Let's Encrypt Certificates: DNS Blocked
The certs Jenkins job has been failing for a while, ever since I blocked
outbound DNS traffic to the Internet. The problem is lego
queries DNS for
each domain in the certificate request repeatedly until it sees the
_acme-challenge
TXT record it created. With DNS traffic blocked, it is never
able to contact the configured DNS servers (was Cloudflare, now Quad9) so it
just waits until its timeout expires.
Attempt 1: _acme-challenge
CNAME
At first, I thought the problem was simply that lego
just needed a DNS
server. I couldn't remember why I configured it to use a third-party server,
so I just disabled that. By default, it uses the same name servers as the
operating system. Unfortunately, I quickly remembered the reason I needed to
use an external DNS server: the internal name servers have different records
for pyrocufflink.blue.
I remembered reading about using CNAME records to "redirect" ACME challenges to another domain, so I thought I would try that for pyrocufflink.blue:
_acme-challenge CNAME 5 _acme-challenge.o-ak4p9kqlmt5uuc.com
This should tell Let's Encrypt to look for its TXT record in the
o-ak4p9kqlmt5uuc.com domain instead of the pyrocufflink.blue domain.
Unfortunately, it seems that lego
does not support this, even with
LEGO_EXPERIMENTAL_CNAME_SUPPORT=true
, for Namecheap.
In any case, I later discovered that this would not have helped.

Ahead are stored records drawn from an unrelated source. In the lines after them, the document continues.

PR #406, opened 2017-04-10
Format aggregation queries in data collector

### LINKED ISSUE #392: Show aggregation queries in data collectors
This was initially reported in https://github.com/doctrine/mongodb-odm/issues/1534. The data collectors don't handle aggregation queries run either through `$collection->aggregate()` or the aggregation builder.

alcaeus:
Fixes #392.

### DIFF
--- a/DataCollector/PrettyDataCollector.php
+++ b/DataCollector/PrettyDataCollector.php
@@ -84,7 +84,15 @@ class PrettyDataCollector extends StandardDataCollector
                 }
 
                 // format the method call
-                if (isset($log['authenticate'])) {
+                if (isset($log['aggregate'])) {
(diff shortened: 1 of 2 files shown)


DataCollector/PrettyDataCollector.php
```diff
@@ -84,7 +84,9 @@ public function collect(Request $request, Response $response, \Exception $except
                 }
 
                 // format the method call
-                if (isset($log['authenticate'])) {
+                if (isset($log['aggregate'])) {
+                    $query .= '.aggregate('.$this->bsonEncode($log['pipeline']).', '.$this->bsonEncode($log['options']).')';
```
malarzm: I think `options` should be included only when not empty to avoid having `[  ]` in logged query

PR #409, opened 2017-04-28
Prepare 3.3 release

malarzm:


composer.json
```diff
@@ -39,7 +39,7 @@
     },
     "extra": {
         "branch-alias": {
-            "dev-master": "3.1-dev"
+            "dev-master": "3.3-dev"
```
alcaeus: IMO it would make sense to branch off 3.3 and change dev-master to `3.4-dev`.

stof: not sure about it. Do you really plan to maintain several branches ? For a bundle, it is probably fine to have a single maintained branch (except for multiple major version)

alcaeus: Sorry for the late reply. In the past, we've created a branch to support stable releases while making master the development branch for the next minor or major version, depending on the changes.

PR #410, opened 2017-05-03
Change Twig notation for the templates

Lctrs:
Playing around with a Symfony project created with Symfony Flex, I noticed that I got the error below everytime I try to access a profile in the profiler.

`The profiler template "DoctrineMongoDBBundle:Collector:mongodb.html.twig" for data collector "mongodb" does not exist.`

Changing the Twig notation fixed the problem.


Lctrs:
This notation is already used somewhere else in the Twig template. So there shouldn't be any problem for the other supported versions of Symfony.

malarzm:
Thanks @Lctrs!

PR #413, opened 2017-05-18
Allow Symfony 4.0

malarzm:


malarzm:
Re 2.7 - Given it's not causing any maintenance overhead so far I'd drop it when we do bundle for ODM 2.0 :)

PR #415, opened 2017-06-02
Doc - Fix compatability with Symfony 3.x

michaelperrin:
The documented example didn't work with Symfony 3.x (leading to a new user who didn't understand why these examples didn't work on the Symfony support slack channel).

I fixed the examples that now work for sure with Symfony 2.8+ and Symfony 3. The removal of the `getName()` method may introduce an incompatibility with Symfony 2.7 (not sure about it), but I don't think this is a problem. Better make it work on Symfony 2.8+ rather than on 2.7 and 2.8 only.


alcaeus:
Test failures are unrelated, deprecation in Symfony 3.3 causes tests to appear failed. Thanks @michaelperrin!

PR #412, opened 2017-05-15
Note explaining confunding drivers error for php7

gustawdaniel:
Sources:

> https://docs.mongodb.com/ecosystem/drivers/php/

> http://stackoverflow.com/questions/36984973/php70-mongo-install-doctrine-mongodb-odm-fails

I lost a lot of time looking for hint like this. So I hope that this note will help other programmers.

PR #417, opened 2017-06-02
Add a note on PHP 7

malarzm:
Supersedes #412

### DIFF
--- a/Resources/doc/index.rst
+++ b/Resources/doc/index.rst
@@ -57,6 +57,12 @@ command from the directory where your ``composer.json`` file is located:
 Now, Composer will automatically download all required files, and install them
 for you.
 
+.. note::
+
+   Currently ODM works with legacy MongoDB driver (i.e. `ext-mongo`) which is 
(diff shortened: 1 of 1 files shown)


Resources/doc/index.rst
```diff
@@ -57,6 +57,12 @@ command from the directory where your ``composer.json`` file is located:
 Now, Composer will automatically download all required files, and install them
 for you.
 
+.. note::
+
+   Currently ODM works with legacy MongoDB driver (i.e. `ext-mongo`) which is 
+   not compatible with PHP 7. If you have PHP 7 and/or are using new driver 
+   (i.e. 1ext-mongodb1) please refer to `"Using PHP 7" section`_ in ODM's documentation.
```
alcaeus: I think you meant to type a single \`, not a `1`, right?

malarzm: That's right ;)

malarzm:
@alcaeus good catch, fixed now!

PR #418, opened 2017-06-02
Fix form creation for latest versions of Symfony

michaelperrin:
Sorry, there was one last thing to change in the documentation for compatibility with Symfony 2.8+, so here is an other PR (I couldn't squash commits as #415 is already merged).


malarzm:
Thanks for the followup @michaelperrin!

PR #421, opened 2017-06-20
WIP: Add explain() and command stats to debug panel

xosofox:
**This is work in progress, requesting inputs/comments**

Goal: Give execution times, execution plan information, index scan info etc in debug panel

Todo/to discuss
- [ ] Unit tests? How? What does make sense?
- [ ] hackish JS show/hide. Works, but...
- [ ] add all(?)/more post-hooks for commands (aggregate, findAndUpdate, findAndRemove, ...)

Here some screenshots to see what it currently looks like

toolbar time
query list
query list explain details


malarzm:
Out of curiosity: what is the performance impact of running `explain` for every query?

Xosofox:
@malarzm This actually is a good point!! Seems to be significant:

On an arbitrary 21 requests, the total time is a lot higher! So it looks like an "opt-in" would make sense. I defaulted the explain value to ```%kernel.debug%``` right now, but false might be a better option?

no_explain

with_explain

Can of course be changed here:

```
document_managers:
        default:
            auto_mapping: true
            profiler:
              explain: false
```

malarzm:
Not sure if possible/doable (or even secure, as @jmikola hinted) but is it possible to run explain on demand? Having an endpoint that explains arbitrary queries is no good, but executing explain on 3rd query of profile `xyz` seems safe at a glance. Practically "Explain" would fire an ajax request to an endpoint residing in profiler (so not reachable with profiler disabled) and show returned data. What do you think?

Xosofox:
Running explain "afterwards" might give you different results than when the query in question was actually executed. So, to prevent that, you would still have to run it in the background every time, store the results and only show them on demand - and there is neither performance nor usability benefit for that.

malarzm:
> Running explain "afterwards" might give you different results than when the query in question was actually executed.

I was hoping that few minutes between saving the profile and inspecting it will not matter much but I see your point. That leaves us with your proposition to have `false` by default and explicitly opting in for explaining all queries. 

Offhand does ORM bundle has something alike for analyzing queries?

Xosofox:
>Offhand does ORM bundle has something alike for analyzing queries?

Yes, actually very good, that's where I stole parts of the styles from

malarzm:
Do they do the same for analyzing? I mean collect all queries, analyze and store its results?

DataCollector/StandardDataCollector.php
```diff
@@ -54,8 +55,66 @@ public function getQueries()
...
+        $c = count($this->queries);
+        if (0 === $c) {
+            return;
+        }
+
+        $i = $c - 1;
+        $cursor = $args->getData();
+        try {
+            $explain = $cursor->explain();
+            dump($explain);
```
WalentinG: Dump?

Issue #422, opened 2017-08-14
Why doctrine/mongodb-odm is required in installation instructions


murilolobato:
Reading the installation instructions on [symfony.com](http://symfony.com/doc/current/bundles/DoctrineMongoDBBundle/index.html#installation) and in the own [repo docs](https://github.com/doctrine/DoctrineMongoDBBundle/blob/master/Resources/doc/index.rst#installation ) (which is referenced by the symfony webpage) it says to add the ```doctrine/mongodb-odm``` to the composer.json file. 

Why is this necessary? Isn't ```doctrine/mongodb-odm-bundle``` enough, since it already depends on ```doctrine/mongodb-odm``` ?

alcaeus:
I'm guessing it's left over from when the `@dev` suffix (see https://github.com/doctrine/DoctrineMongoDBBundle/commit/16f518005d53c4f8e1cb7c3de9f7c55309a5c50b) was dropped. Previously, that was necessary because there wasn't a stable release of ODM, so composer requires you to explicitly specify the dependency in the root composer.json. If you want you can create a pull request to simplify this.

alcaeus:
#423 has been merged, closing here.

PR #423, opened 2017-08-14
Updated installation instructions

murilolobato:
Update installation instructions to contain only a dependency to ```doctrine/doctrine-odm-bundle```.

Related to #422


alcaeus:
Thanks!

PR #425, opened 2017-09-07
Add Shard command from DoctrineODM

Steveb-p:
This patch adds `odm:schema:shard` command from DoctrineODM library.

See: http://docs.doctrine-project.org/projects/doctrine-mongodb-odm/en/latest/reference/sharding.html


malarzm:
Thanks a bunch @Steveb-p!

PR #152, opened 2026-05-22
fix(telegram): bound spinner edits + per-chat flood cooldown

Nibbler1250:
Follow-up to #141. Found in production on a live deployment.

## The incident

The inline-progress spinner from #141 edits the live Telegram message every
1.1s for the **entire duration** of a claude turn. A multi-minute turn issues
100+ `editMessageText` calls to a single chat. Telegram answered with an
escalated flood-ban — captured live:

```
FAIL sendMessage 429 {"ok":false,"error_code":429,
  "description":"Too Many Requests: retry after 1730",
  "parameters":{"retry_after":1730}}
```

Once banned, **every** send to that chat 429'd (placeholder, edits, the final
reply), so the bot silently stopped responding. The 1.1s edit loop kept firing
into the ban, and each attempt risked extending it — the chat never recovered
on its own.

## The fix

**1. Bound the spinner (`src/adapters/telegram/index.ts`)**
- Interval `1100ms` → `2500ms`.
- Hard cap `SPINNER_MAX_TICKS = 12` (~30s of animation), after which the message
  goes static. Real text still flows via `response.text` / `edit_message`
  events, which are bounded by the agent's output rather than a wall-clock timer.
- The spinner now stops on **any** API error (429 included) instead of looping
  through rate-limits.

A long turn now issues ≤12 edits instead of 100+.

**2. Per-chat flood cooldown (`src/adapters/telegram/api.ts`)**
- On a `429` carrying `parameters.retry_after`, record the deadline per chat.
- Subsequent sends to that chat are short-circuited **locally** (no API call)
  until it clears, so a misbehaving caller can't sustain the ban.
- `retry_after` is surfaced in the thrown error for observability.

## Validation

Reproduced and verified live on a real deployment: after the fix, a ~21s turn
produced **10** spinner edits (under the cap), ~2.5s apart, with **zero** 429s,
and replies delivered normally. Before the fix the same usage triggered the
~1730s ban.

## Tests

`src/adapters/telegram/__tests__/api.test.ts` (new) covers the cooldown:
same-chat short-circuit (no second fetch), other chats unaffected, `retry_after`
surfaced. `bun test src/adapters/telegram` — green; `bun run lint` clean.

### DIFF
--- a/.claude-plugin/marketplace.json
+++ b/.claude-plugin/marketplace.json
@@ -8,7 +8,7 @@
       "name": "claudeclaw-plus",
       "source": "./",
       "description": "ClaudeClaw+ — governance, orchestration, persistent memory, and hardened web UI for Claude Code daemons. Sister project to moazbuilds/claudeclaw.",
-      "version": "2.2.88",
+      "version": "2.2.89",
       "keywords": [
         "cron",
         "heartbeat",
--- a/.claude-plugin/plugin.json
+++ b/.claude-plugin/plugin.json
@@ -1,5 +1,5 @@
 {
   "name": "claudeclaw-plus",
-  "version": "2.2.88",
+  "version": "2.2.89",
   "description": "ClaudeClaw+ — governance, orchestration, persistent memory, and hardened web UI for Claude Code daemons. Sister project to moazbuilds/claudeclaw."
 }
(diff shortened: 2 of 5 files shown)


TerrysPOV (approved):
Approving. The fix correctly bounds the spinner (≤12 edits over ~30s) and adds per-chat short-circuit on 429 — the production flood-ban scenario is unreproducible under these constraints. Tests cover the cooldown short-circuit, other-chat isolation, and \`retry_after\` surfacing.

Three non-blocking residual observations (memory leak in \`floodUntil\`, concurrent in-flight race, dead \`isTelegramRateLimit\`) tracked in #154 for follow-up — none block merge.

PR #155, opened 2026-05-22
telegram(api): #154 follow-ups — flood-map eviction, per-chat serialization, dead-code removal

### LINKED ISSUE #154: telegram(api,spinner): three follow-ups from PR #152 review
Non-blocking observations carried over from the #152 review. The PR ships the production hot-fix (bounded spinner + per-chat 429 cooldown); these are residual hardening items.

## 1. `floodUntil` map has no eviction

`createTelegramApi` in `src/adapters/telegram/api.ts` stores `chatKey -> deadlineMs` on every 429 but never deletes entries. Stale entries are harmless for correctness (the `now < deadline` guard fails after expiry), but the map never shrinks.

Fix options:
- `floodUntil.delete(chatKey)` in the `remaining <= 0` else-branch on the next observation of that chat.
- Periodic GC tick.

Low urgency — entries are tiny and rare in practice.

## 2. Concurrent in-flight race on the cooldown write

`floodUntil.set(chatKey, ...)` happens *after* `await fetch(...)` resolves with the 429. Two concurrent sends to the same chat can both fire to Telegram before either's 429 lands in the map.

Post-PR-#152 this is at most one extra in-flight request, not the 100+ edit storm of the original incident — the spinner is now serial through `setInterval`. But the cooldown blocks attempt N+1, not simultaneous in-flights. Worth surfacing if any future caller dispatches parallel sends to the same chat.

Possible fix: optimistically record `floodUntil` at request-start time if a recent 429 exists, or guard with a per-chat in-flight semaphore.

## 3. `isTelegramRateLimit` is now dead code

After #152 the spinner stops on any API error (429 included), so the `isTelegramRateLimit` helper in `src/adapters/telegram/index.ts` has no remaining caller. Either delete it or keep it for future use — operator's call.

## Related

- PR #141 — original spinner introduction
- PR #152 — bounded spinner + per-chat 429 cooldown (the hot-fix)
- Review thread on #152 surfaced these via the 5-agent pass

Nibbler1250:
Closes #154. The three non-blocking hardening items carried over from the #152 review.

## 1. `floodUntil` eviction
Entries are deleted once their cooldown elapses (checked on the next send to that chat), so the map no longer grows unbounded.

## 2. Per-chat send serialization
Sends to a given `chat_id` are chained so at most one is in flight at a time. This closes the concurrent-in-flight race on the cooldown write that #154 flagged — a 429 from one send now lands in `floodUntil` before the next send starts — and is rate-limit-friendly (no same-chat bursts, which is what caused the original #152 incident). `getUpdates` (no `chat_id`) is never chained, so the long-poll is unaffected. The per-chat tail entry is dropped once it settles and nothing newer chained.

## 3. Remove dead `isTelegramRateLimit`
After #152 the spinner stops on any API error (429 included), so the helper had no remaining caller. Deleted it and its tests.

## Tests
`api.test.ts` gains two cases: same-chat sends never overlap (max 1 in-flight), and different chats still send concurrently. `bun test src/adapters/telegram` green; `bun run lint` clean. Version 2.2.89 → 2.2.90.

### DIFF
--- a/.claude-plugin/marketplace.json
+++ b/.claude-plugin/marketplace.json
@@ -8,7 +8,7 @@
       "name": "claudeclaw-plus",
       "source": "./",
       "description": "ClaudeClaw+ — governance, orchestration, persistent memory, and hardened web UI for Claude Code daemons. Sister project to moazbuilds/claudeclaw.",
-      "version": "2.2.89",
+      "version": "2.2.90",
       "keywords": [
         "cron",
         "heartbeat",
--- a/.claude-plugin/plugin.json
+++ b/.claude-plugin/plugin.json
@@ -1,5 +1,5 @@
 {
   "name": "claudeclaw-plus",
-  "version": "2.2.89",
+  "version": "2.2.90",
   "description": "ClaudeClaw+ — governance, orchestration, persistent memory, and hardened web UI for Claude Code daemons. Sister project to moazbuilds/claudeclaw."
 }
--- a/src/adapters/telegram/__tests__/api.test.ts
+++ b/src/adapters/telegram/__tests__/api.test.ts
@@ -67,3 +67,38 @@ describe("createTelegramApi — per-chat flood cooldown", () => {
     );
   });
 });
+
+describe("createTelegramApi — per-chat send serialization (#154)", () => {
+  function stubConcurrencyTracker(): { maxConcurrent: number } {
+    const state = { inFlight: 0, maxConcurrent: 0 };
+    globalThis.fetch = (async () => {
+      state.inFlight += 1;
+      state.maxConcurrent = Math.max(state.maxConcurrent, state.inFlight);
+      await new Promise((r) => setTimeout(r, 25));
+      state.inFlight -= 1;
+      return new Response(JSON.stringify({ ok: true, result: {} }), { status: 200 });
+    }) as typeof fetch;
+    return state;
+  }
+
+  it("never has two in-flight sends to the same chat at once", async () => {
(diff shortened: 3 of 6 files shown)


TerrysPOV (approved):
Approving. All three issue #154 follow-ups addressed cleanly:

  - \`floodUntil\` evicts expired entries via \`delete(chatKey)\` in the \`remaining <= 0\` branch — lazy eviction, bounded.
  - Per-chat serialisation via \`chatTail\` Promise chain — symmetric success/failure handlers so a thrown send doesn't jam the queue.
  - \`isTelegramRateLimit\` removed and zero callers remain at HEAD.

Two non-blocking observations for a future tidy:
 
1. \`chatTail\` cleanup is identity-guarded and lazily evicts on settle. A chat with a slow-but-perpetual send rate (one msg per minute) keeps one Promise per chat in the map — not a leak in practice but bounded by active-chat count, not total observed chats.
2. \`stubConcurrencyTracker\` in \`api.test.ts\` mutates \`globalThis.fetch\` without restore. Could pollute subsequent test files.

TerrysPOV (approved):
Approving. All three issue #154 follow-ups addressed cleanly: floodUntil evicts expired entries, chatTail per-chat serialisation with symmetric
  error handlers, isTelegramRateLimit cleanly removed. Two non-blocking observations: (1) chatTail map keeps one Promise per active chat in slow-perpetual streams — bounded but worth knowing; (2)
  stubConcurrencyTracker in api.test.ts mutates globalThis.fetch without restore.

PR #157, opened 2026-05-24
fix(bus): Windows support for schema-probe (cwd encoding + claude spawn)

Nibbler1250:
## Summary
Two **Windows runtime bugs** in the bus schema-probe / JSONL tailer, found via a real Windows 11 host validation:

1. **cwd encoding (core read path).** `encodeCwdForProjectsDir` replaced only `/`. On Windows the cwd (`C:\Users\...`) was left intact, so `predictJsonlPath` produced a malformed path that never matched the directory claude.exe actually writes (`C--Users-...`) — the tailer could not locate the session on Windows. Now replaces `\`, `/` and the drive `:` on win32 (verified claude.exe maps `C:\Users\foo\bar` -> `C--Users-foo-bar`); POSIX still keeps `:` (a legal path char). `platform` is injectable so both branches are covered on Linux CI.

2. **claude spawn.** `captureClaudeVersion` spawned `claude` directly; on Windows that's `claude.cmd`, and Node refuses to spawn a `.cmd` without a shell since CVE-2024-27980 (EFTYPE) — crashing the probe at startup. Routed through the shell on win32 only (static `--version` args, no injection).

Also makes the `predictJsonlPath` test OS-aware (it hardcoded a POSIX separator).

## Validation
- **Linux** (ARM64 proot + x86_64 Ubuntu): probe + tailer suites **40 pass / 0 fail**.
- **Windows 11** (build 26200, claude 2.1.150): reproduced both failures; after the fixes the probe resolves and reads the session JSONL (the cwd-encoding ENOENT crash is gone) and `captureClaudeVersion` succeeds.

## Known follow-up (out of scope)
Full green of the `SchemaProbe.run()` *unit* suite on Windows needs test-harness portability (the `.sh` claude stub + the non-zero-exit test's bad-bin stub aren't runnable on Windows). Test-only — CI (Linux) is green.

## Test plan
- [ ] CI green (biome / build / plugin + marketplace version-guards)
- [ ] Reviewer sanity-check the two `win32` branches

### DIFF
--- a/.claude-plugin/marketplace.json
+++ b/.claude-plugin/marketplace.json
@@ -8,7 +8,7 @@
       "name": "claudeclaw-plus",
       "source": "./",
       "description": "ClaudeClaw+ — governance, orchestration, persistent memory, and hardened web UI for Claude Code daemons. Sister project to moazbuilds/claudeclaw.",
-      "version": "2.2.89",
+      "version": "2.2.90",
       "keywords": [
         "cron",
         "heartbeat",
--- a/.claude-plugin/marketplace.json
+++ b/.claude-plugin/marketplace.json
@@ -8,7 +8,7 @@
       "name": "claudeclaw-plus",
       "source": "./",
       "description": "ClaudeClaw+ — governance, orchestration, persistent memory, and hardened web UI for Claude Code daemons. Sister project to moazbuilds/claudeclaw.",
-      "version": "2.2.90",
+      "version": "2.2.91",
       "keywords": [
         "cron",
         "heartbeat",
--- a/.claude-plugin/plugin.json
+++ b/.claude-plugin/plugin.json
@@ -1,5 +1,5 @@
 {
   "name": "claudeclaw-plus",
-  "version": "2.2.89",
+  "version": "2.2.90",
   "description": "ClaudeClaw+ — governance, orchestration, persistent memory, and hardened web UI for Claude Code daemons. Sister project to moazbuilds/claudeclaw."
 }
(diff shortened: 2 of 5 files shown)


TerrysPOV (approved):
Approving. The win32 cwd encoding fix is correct (replaces \`/\`, \`\\\`, and \`:\` only on win32, leaves POSIX behaviour untouched), the \`predictJsonlPath\` test is properly cross-platform via \`path.join\`, and the \`shell: true\` spawn on win32 is correctly scoped to a hardcoded \`--version\` invocation with \`claudeBin\` as operator config — no injection surface, CVE-2024-27980 acknowledged in the comment.

Pushed a small maintainer follow-up (4854711) to land the same injectable-platform pattern on \`captureClaudeVersion\` that you used on \`encodeCwdForProjectsDir\` — its \`shell: process.platform === "win32"\`branch was untestable off-Windows. Adds an injectable \`platform\` + \`spawn\` and three regression tests (shell:true on win32, shell:false on linux, default matches host). No production behaviour change. Feel free to tweak / squash / drop.

Win11 host validation appreciated. SchemaProbe full-suite Windows follow-up acknowledged.

TerrysPOV (approved):
Approving. Win32 cwd encoding fix is correct, POSIX behaviour preserved, shell:true spawn properly scoped to hardcoded --version with claudeBin
  as operator config. Pushed maintainer follow-up 4854711 to apply the injectable-platform pattern to captureClaudeVersion as well — was inconsistent with encodeCwdForProjectsDir in the same PR. Three new tests
  verify shell flag per platform. Win11 host validation appreciated.

PR #160, opened 2026-05-25
fix(telegram): client-side timeout on getUpdates — recover from hung long-poll (bot goes silently deaf)

Nibbler1250:
## Problem

`getUpdates(offset, timeoutSeconds, signal)` in `src/adapters/telegram/api.ts` passed only the Telegram **server-side** long-poll `timeout` param plus the `stop()` abort signal. There was **no client-side request deadline**.

When a long-poll connection goes half-open — gateway 502/504 flakiness or a network blip — the underlying `fetch` neither resolves nor rejects. `await getUpdates(...)` then hangs forever, and the poll loop in `index.ts` (`pollLoop`, the `while (running && generation === gen)` / `await this.api.getUpdates(...)`) **freezes silently on that await**:

- no error thrown (a hang doesn't throw), so the loop's `catch` never runs;
- no `"getUpdates failed"` / `"poll loop crashed"` log line;
- process otherwise healthy — web dashboard and cron keep running.

The bot just **stops receiving messages until a manual restart**. This bit us in production (Telegram adapter went deaf with zero log signal).

## Fix

Layer a **client-side hard timeout** onto the getUpdates request:

```ts
const deadline = AbortSignal.timeout(timeoutSeconds * 1000 + GETUPDATES_TIMEOUT_BUFFER_MS);
const combined = signal ? AbortSignal.any([signal, deadline]) : deadline;
```

- **Buffer (5000ms over the long-poll window)** keeps normal ~30s long-polls untouched — only a genuinely stuck request aborts.
- **`AbortSignal.timeout` rejects with a `TimeoutError`**, which is *distinct* from the `AbortError` that `stop()`'s manual abort produces. `AbortSignal.any` forwards whichever source fires first, so the distinction is preserved end-to-end.
- The poll loop's **existing** catch already does the right thing with each case:
  - `stop()` → `AbortError` → loop breaks (clean exit, unchanged);
  - hung request → `TimeoutError` → falls through to `logger.error("getUpdates failed", err)` → sleep → retry (**self-heals**).

Scoped to `getUpdates` (the only call with a long timeout). Other methods are unchanged.

## Tests

`src/adapters/telegram/__tests__/api.test.ts`
- a getUpdates whose `fetch` never settles **aborts within the client timeout** (rejects with `TimeoutError`) instead of hanging forever;
- `stop()`'s abort still propagates as `AbortError` (clean-stop path preserved).

`src/adapters/telegram/__tests__/telegram.test.ts`
- the poll loop **logs the failure and keeps polling** after a `TimeoutError` rejection, then dispatches the next inbound update (proves self-heal — before the fix the loop simply froze).

Telegram adapter suite green (34/34). Full-suite delta: **+3 passing tests, no new failures** (the pre-existing failures on `main` are environmental — mcp-multiplexer/escalation/session-persistence — and unrelated to this change).

## Versioning

`bump:plugin-version` + `bump:marketplace-version` run → `2.2.93` (`plugin-version-guard` / `marketplace-version-guard` satisfied). Rebased on top of current `main`.

## Why now — the Bus cutover (#159) just landed

#159 flipped the default runtime to the Bus, so the Telegram adapter is now on the **default** path for most installs. That makes this fix more urgent, not less: a poll loop that can freeze silently with zero log signal is exactly the failure mode you don't want load-bearing right after the cutover. Small, self-contained, rebased on top of #159.

🤖 Generated with [Claude Code](https://claude.com/claude-code)

### DIFF
--- a/.claude-plugin/marketplace.json
+++ b/.claude-plugin/marketplace.json
@@ -8,7 +8,7 @@
       "name": "claudeclaw-plus",
       "source": "./",
       "description": "ClaudeClaw+ — governance, orchestration, persistent memory, and hardened web UI for Claude Code daemons. Sister project to moazbuilds/claudeclaw.",
-      "version": "2.2.92",
+      "version": "2.2.93",
       "keywords": [
         "cron",
         "heartbeat",
--- a/.claude-plugin/plugin.json
+++ b/.claude-plugin/plugin.json
@@ -1,5 +1,5 @@
 {
   "name": "claudeclaw-plus",
-  "version": "2.2.92",
+  "version": "2.2.93",
   "description": "ClaudeClaw+ — governance, orchestration, persistent memory, and hardened web UI for Claude Code daemons. Sister project to moazbuilds/claudeclaw."
 }
--- a/src/adapters/telegram/__tests__/api.test.ts
+++ b/src/adapters/telegram/__tests__/api.test.ts
@@ -102,3 +102,67 @@ describe("createTelegramApi — per-chat send serialization (#154)", () => {
     expect(tracker.maxConcurrent).toBe(2);
   });
 });
+
+/**
+ * Hung long-poll recovery. A half-open connection (gateway 502/504 / network
+ * blip) leaves `fetch` neither resolving nor rejecting; without a client-side
+ * deadline `getUpdates` hangs forever and the poll loop freezes silently — the
+ * bot goes deaf with no error logged. `getUpdates` layers a client hard-timeout
+ * (`timeoutSeconds + buffer`) so a stuck request aborts and surfaces as a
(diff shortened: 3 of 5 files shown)


TerrysPOV (approved):
Approving. The client-side hard-timeout cleanly recovers the poll loop from a half-open getUpdates. AbortSignal.any composition correctly propagates caller signal abort (verified by the AbortError test on api.test.ts), so stop() latency is preserved. Tests cover both the TimeoutError path (loop self-heals + retries) and the clean stop() path. Three CLAUDE.md / cross-PR checks clean; no overlap with the chatTail serialiser from #155 or the per-chat 429 cooldown from #152.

Attempt 2: DNS-over-HTTPS Proxy
Since I couldn't get lego
to work with the CNAME trick, I decided to try
using a DNS-over-HTTPS (DoH) proxy to tunnel DNS queries to an external name
server. I looked at dnscrypt-proxy
and cloudflared
, as these were the only
two implementations of DNS-to-DoH proxies I could find. cloudflared
is
simple and requires no configuration, but it's a 40 megabyte binary.
dnscrypt-proxy
, on the other hand is a bit smaller (10 MB), but more
complicated to run. It requires a configuration file and at least one
reference to a list of public resolvers, which it must fetch and load when it
starts up.
I made some modifications to the CI pipeline to support starting and stopping
the DoH proxy, and configured lego
to send its queries there instead.
Unfortunately, this didn't work, either. It turns out lego
only uses the
configured name server to find the NS
records for the domain in question.
Once it gets the names of the authoritative name servers, it sends queries to
them directly, NOT through the configured server.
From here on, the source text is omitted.